Rapid quantitative detection of okadaic acid in shellfish using lanthanide-labelled fluorescent-nanoparticle immunochromatographic test strips

The accidental consumption of diarrhetic shellfish poisons can cause food poisoning. Okadaic acid (OA) is among the major diarrhetic shellfish poisons; however, current assays and techniques for OA detection have certain limitations. Therefore, in this study, a rapid and quantitative immunochromatographic assay for the detection of OA in shellfish was established using lanthanide fluorescent microspheres (LFM). Lanthanide fluorescent nanospheres were used to label OA monoclonal antibodies. Conjugates of antibodies and microspheres were premixed with the sample for 5 min and then poured into the sample wells. After 15 min, the results were visualized under an ultraviolet lamp and quantified using a fluorescence strip reader.

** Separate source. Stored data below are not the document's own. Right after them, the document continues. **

PR #59, opened 2026-07-14
Fail for unknown helm component configurations

ipetrov117:
Currently LCM permits defining helm chart components that are missing from the specified release manifest, which leads to harder to detect user configuration errors.

The suggested changes ensure that any helm charts defined under `componentConfiguration.helm` exist in the specified release manifest. 

Charts defined by the user, but missing from the release manifest are treated as unknown charts and are reported under the `Applied` Release status condition. If any unknown charts are found, the upgrade process is stopped until the user mitigates the misconfigurations. This ensures that all configurations are correct before starting the actual upgrade process.

**Example:**
```yaml
# Release resource referencing a release manifest that 
# ships metallb, endpoint-copier-operator and cert-manager, 
# but user has misdefined the metallb and cert-manager charts.
...
spec:
  ...
  componentConfiguration:
    helm:
    - chart: metalbl
      ...
    - chart: endpoint-copier-operator
      ...
    - chart: cert-managr
      ...
status:
  conditions:
  - lastTransitionTime: "2026-07-14T09:11:02Z"
    message: Release manifest retrieved successfully
    observedGeneration: 1
    reason: Succeeded
    status: "True"
    type: ManifestResolved
  - lastTransitionTime: "2026-07-14T09:11:02Z"
    message: Waiting for previous phases to complete
    observedGeneration: 1
    reason: Pending
    status: "False"
    type: OSUpgraded
  ...
  - lastTransitionTime: "2026-07-14T09:11:02Z"
    message: 'Unknown chart references: metalbl, cert-managr'
    observedGeneration: 1
    reason: Failed
    status: "False"
    type: Applied
```

### DIFF
--- a/internal/upgrade/config.go
+++ b/internal/upgrade/config.go
@@ -19,6 +19,9 @@ package upgrade
 
 import (
 	"fmt"
+	"maps"
+	"slices"
+	"strings"
 
 	"github.com/google/go-containerregistry/pkg/name"
 	"github.com/suse/elemental/v3/pkg/manifest/api"
@@ -85,6 +88,11 @@ type RuntimeConfig struct {
 	HelmCharts map[string]RuntimeHelmChartConfig
 }
 
+// RuntimeConfigError specifies an error caused due to invalid runtime configuration.
+type RuntimeConfigError string
+
+func (c RuntimeConfigError) Error() string { return string(c) }
+
 type RuntimeHelmChartConfig struct {
 	// Values specifies custom values provided by the user inline.
 	Values *apiextensionsv1.JSON
@@ -135,19 +143,27 @@ func NewConfig(manifest *resolver.ResolvedManifest, releaseVersion string, relea
 		DrainOpts: runtimeConfig.DrainOpts,
 	}
 
-	if manifest.SolutionExtension == nil {
-		config.HelmCharts = helmChartConfig(core.Components.Helm, nil, runtimeConfig.HelmCharts)
-	} else {
-		solution := manifest.SolutionExtension
-		config.HelmCharts = helmChartConfig(core.Components.Helm, solution.Components.Helm, runtimeConfig.HelmCharts)
+	var solutionCharts *api.Helm
+	if manifest.SolutionExtension != nil {
+		solutionCharts = manifest.SolutionExtension.Components.Helm
 	}
 
+	charts, err := helmChartConfig(core.Components.Helm, solutionCharts, runtimeConfig.HelmCharts)
+	if err != nil {
+		return nil, fmt.Errorf("parsing helm chart configuration: %w", err)
+	}
+
+	config.HelmCharts = charts
 	return config, nil
 }
 
-// helmChartConfig merges Helm configurations from core and solution manifests.
-func helmChartConfig(core, solution *api.Helm, runtimeConfigs map[string]RuntimeHelmChartConfig) []*HelmChartConfig {
+// helmChartConfig merges Helm configurations from the core and solution manifests with any runtime-defined overrides.
+func helmChartConfig(core, solution *api.Helm, runtimeConfigs map[string]RuntimeHelmChartConfig) ([]*HelmChartConfig, error) {
 	chartConfig := []*HelmChartConfig{}
+	unprocessedRuntimeCharts := make(map[string]struct{}, len(runtimeConfigs))
+	for chart := range runtimeConfigs {
+		unprocessedRuntimeCharts[chart] = struct{}{}
+	}
 
 	// Add core charts and repositories
 	if core != nil {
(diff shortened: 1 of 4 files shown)


internal/upgrade/config.go
```diff
@@ -135,19 +143,27 @@ func NewConfig(manifest *resolver.ResolvedManifest, releaseVersion string, relea
...
+	charts, err := helmChartConfig(core.Components.Helm, solutionCharts, runtimeConfig.HelmCharts)
+	if err != nil {
+		return nil, fmt.Errorf("parsing helm chart configuration: %w", err)
 	}
 
+	config.HelmCharts = charts
 	return config, nil
 }
 
 // helmChartConfig merges Helm configurations from core and solution manifests.
```
dharmit: Perhaps modify the comment to reflect the changed signature and scenario in which this function would error?

dharmit (approved):

internal/upgrade/config.go
ipetrov117: Expanded the comment to include that we also merge runtime provided Helm overrides 👍

dharmit:
@ipetrov117 thinking out loud here.

If a user adds a Helm chart in the updated SRM so that its lifecycle is managed through elemental workflow, wouldn't this check prevent them from doing so? 🤔

ipetrov117:
> If a user adds a Helm chart in the updated SRM so that its lifecycle is managed through elemental workflow, wouldn't this check prevent them from doing so? 🤔

@dharmit, not sure I am following. When would this "Helm chart add" take place? LCM has the full chart list as defined in both the solution and core manifests and it does the validation against it. Once a release manifest is created it is not meant to be updated with new charts, that is why we have release manifest versions in the first place. What exact use-case are you envisioning?

dharmit:
> What exact use-case are you envisioning?

There's maybe a piece of our various manifest files that I'm not understanding. But the scenario I'm imagining is:
1. An SRM is used to build an initial raw image for OS installation.
2. At a later point, user wants to add a Helm chart to their setup which was not a part of the initial SRM. And they'd like to ensure its upgrade process is tracked using LCM.
3. If they add it to the release manifest and create `Release` resource pointing to it, would the code in this PR not prevent such a Helm chart from being installed?

Now that I have written this down, I find gaps in my understanding already! LCM isn't going to upgrade unless it finds a Helm chart installed. So the scenario is very likely wrong.

And that makes me wonder if installing such a chart that didn't exist in the initial SRM using `helm` CLI and tracking its upgrade using a newer release manifest is a valid scenario? I already did this once in the past, but just curious if users could do this and then leverage LCM for the chart's lifecycle.

PS: I'm using the words "user" and "consumer" interchangeably here because the difference between the two in context of Elemental3 is not clear to me.

ipetrov117:
> PS: I'm using the words "user" and "consumer" interchangeably here because the difference between the two in context of Elemental3 is not clear to me.

A user is someone who uses a solution/core release manifest - this is the person that customises an image, sets up the environment based on that image and then eventually triggers an upgrade through a `Release` resource.

A consumer is a product solution that provides a solution release manifest. We call them consumers as they "consume" the core release manifest in order to produce a solution manifest.

> At a later point, user wants to add a Helm chart to their setup which was not a part of the initial SRM. And they'd like to ensure its upgrade process is tracked using LCM.

Here are you referring to a user-defined Helm chart, or a SRM defined Helm chart? 

For user-defined charts, LCM is not designed to track and manage those. LCM is strictly responsible for upgrading the components that construct the underlying environment that the user is using (e.g. whatever is defined in the release manifest). Think of it as an infrastructure management tool. If we mix in its responsibilities management of user charts then the upgrade process will become highly unpredictable, as we would have no way of knowing what the user might deploy and how it might react in our upgrade workflow. That is why we handle the infrastructure part of the upgrade (e.g. OS, K8s, core/solution charts) and let the user handle their own chart upgrades.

Under optimal conditions, the IC50 of the LFM test strip was 0.24 ng/mL, the visual limit of detection was 0.625 ng/mL, and the limit of detection values for mussels, oysters, and scallops were 0.97, 0.91, and 0.93 ng/g, respectively. The cross-reactivity with DTX1 was 51.23%; there was no cross-reactivity of the test strips with GTX2,3 or STX. The recoveries of OA in shellfish samples ranged from 87.14% to 99.57%, with a CV <= 7%. In both actual and simulated sample detection, the results obtained with the LFM test strips demonstrated a high correlation with the results obtained with the commercial ELISA kit. These findings demonstrate that the developed LFM test strip exhibits high accuracy and sensitivity, suggesting its suitability for rapid quantitative on-site detection of OA in seafood.